▶ **What the exercise asks**
Every record shown below should be duplicated exactly.

Stored items:
● ● ● ● ● ● ●

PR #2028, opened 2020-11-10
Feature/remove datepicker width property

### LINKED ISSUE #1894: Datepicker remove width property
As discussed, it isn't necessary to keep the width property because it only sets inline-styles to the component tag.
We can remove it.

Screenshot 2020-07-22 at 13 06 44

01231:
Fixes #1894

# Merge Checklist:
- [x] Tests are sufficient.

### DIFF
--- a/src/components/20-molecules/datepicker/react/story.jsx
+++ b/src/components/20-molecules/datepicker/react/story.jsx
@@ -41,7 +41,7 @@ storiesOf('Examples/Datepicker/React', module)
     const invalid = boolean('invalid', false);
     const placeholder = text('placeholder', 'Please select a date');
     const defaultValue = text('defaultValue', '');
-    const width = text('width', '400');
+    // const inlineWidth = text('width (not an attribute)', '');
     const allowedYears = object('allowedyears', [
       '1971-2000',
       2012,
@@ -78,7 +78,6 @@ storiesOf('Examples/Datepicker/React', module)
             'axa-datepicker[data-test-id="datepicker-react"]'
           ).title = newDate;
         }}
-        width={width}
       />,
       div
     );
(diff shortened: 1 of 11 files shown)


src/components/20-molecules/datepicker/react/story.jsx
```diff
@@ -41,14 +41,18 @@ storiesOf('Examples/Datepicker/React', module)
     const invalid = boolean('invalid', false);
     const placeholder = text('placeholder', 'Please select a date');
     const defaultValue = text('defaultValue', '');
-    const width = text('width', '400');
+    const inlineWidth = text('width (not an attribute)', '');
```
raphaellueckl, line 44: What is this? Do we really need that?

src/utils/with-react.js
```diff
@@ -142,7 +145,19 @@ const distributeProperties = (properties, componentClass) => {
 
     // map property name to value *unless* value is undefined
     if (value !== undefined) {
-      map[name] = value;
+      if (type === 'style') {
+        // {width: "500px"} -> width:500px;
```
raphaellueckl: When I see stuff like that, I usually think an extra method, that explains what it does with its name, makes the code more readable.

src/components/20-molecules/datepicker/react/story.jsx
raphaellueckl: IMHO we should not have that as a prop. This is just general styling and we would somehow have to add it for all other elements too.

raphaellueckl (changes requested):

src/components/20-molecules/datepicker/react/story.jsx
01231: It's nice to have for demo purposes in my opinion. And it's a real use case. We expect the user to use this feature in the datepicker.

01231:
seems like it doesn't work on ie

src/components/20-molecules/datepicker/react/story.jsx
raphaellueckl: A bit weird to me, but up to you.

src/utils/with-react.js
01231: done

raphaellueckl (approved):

● ● ● ● ● ● ●

▶ **Solution for this task**
PR #2028, opened 2020-11-10
Feature/remove datepicker width property

### LINKED ISSUE #1894: Datepicker remove width property
As discussed, it isn't necessary to keep the width property because it only sets inline-styles to the component tag.
We can remove it.

Screenshot 2020-07-22 at 13 06 44

01231:
Fixes #1894

# Merge Checklist:
- [x] Tests are sufficient.

### DIFF
--- a/src/components/20-molecules/datepicker/react/story.jsx
+++ b/src/components/20-molecules/datepicker/react/story.jsx
@@ -41,7 +41,7 @@ storiesOf('Examples/Datepicker/React', module)
     const invalid = boolean('invalid', false);
     const placeholder = text('placeholder', 'Please select a date');
     const defaultValue = text('defaultValue', '');
-    const width = text('width', '400');
+    // const inlineWidth = text('width (not an attribute)', '');
     const allowedYears = object('allowedyears', [
       '1971-2000',
       2012,
@@ -78,7 +78,6 @@ storiesOf('Examples/Datepicker/React', module)
             'axa-datepicker[data-test-id="datepicker-react"]'
           ).title = newDate;
         }}
-        width={width}
       />,
       div
     );
(diff shortened: 1 of 11 files shown)


src/components/20-molecules/datepicker/react/story.jsx
```diff
@@ -41,14 +41,18 @@ storiesOf('Examples/Datepicker/React', module)
     const invalid = boolean('invalid', false);
     const placeholder = text('placeholder', 'Please select a date');
     const defaultValue = text('defaultValue', '');
-    const width = text('width', '400');
+    const inlineWidth = text('width (not an attribute)', '');
```
raphaellueckl, line 44: What is this? Do we really need that?

src/utils/with-react.js
```diff
@@ -142,7 +145,19 @@ const distributeProperties = (properties, componentClass) => {
 
     // map property name to value *unless* value is undefined
     if (value !== undefined) {
-      map[name] = value;
+      if (type === 'style') {
+        // {width: "500px"} -> width:500px;
```
raphaellueckl: When I see stuff like that, I usually think an extra method, that explains what it does with its name, makes the code more readable.

src/components/20-molecules/datepicker/react/story.jsx
raphaellueckl: IMHO we should not have that as a prop. This is just general styling and we would somehow have to add it for all other elements too.

raphaellueckl (changes requested):

src/components/20-molecules/datepicker/react/story.jsx
01231: It's nice to have for demo purposes in my opinion. And it's a real use case. We expect the user to use this feature in the datepicker.

01231:
seems like it doesn't work on ie

src/components/20-molecules/datepicker/react/story.jsx
raphaellueckl: A bit weird to me, but up to you.

src/utils/with-react.js
01231: done

raphaellueckl (approved):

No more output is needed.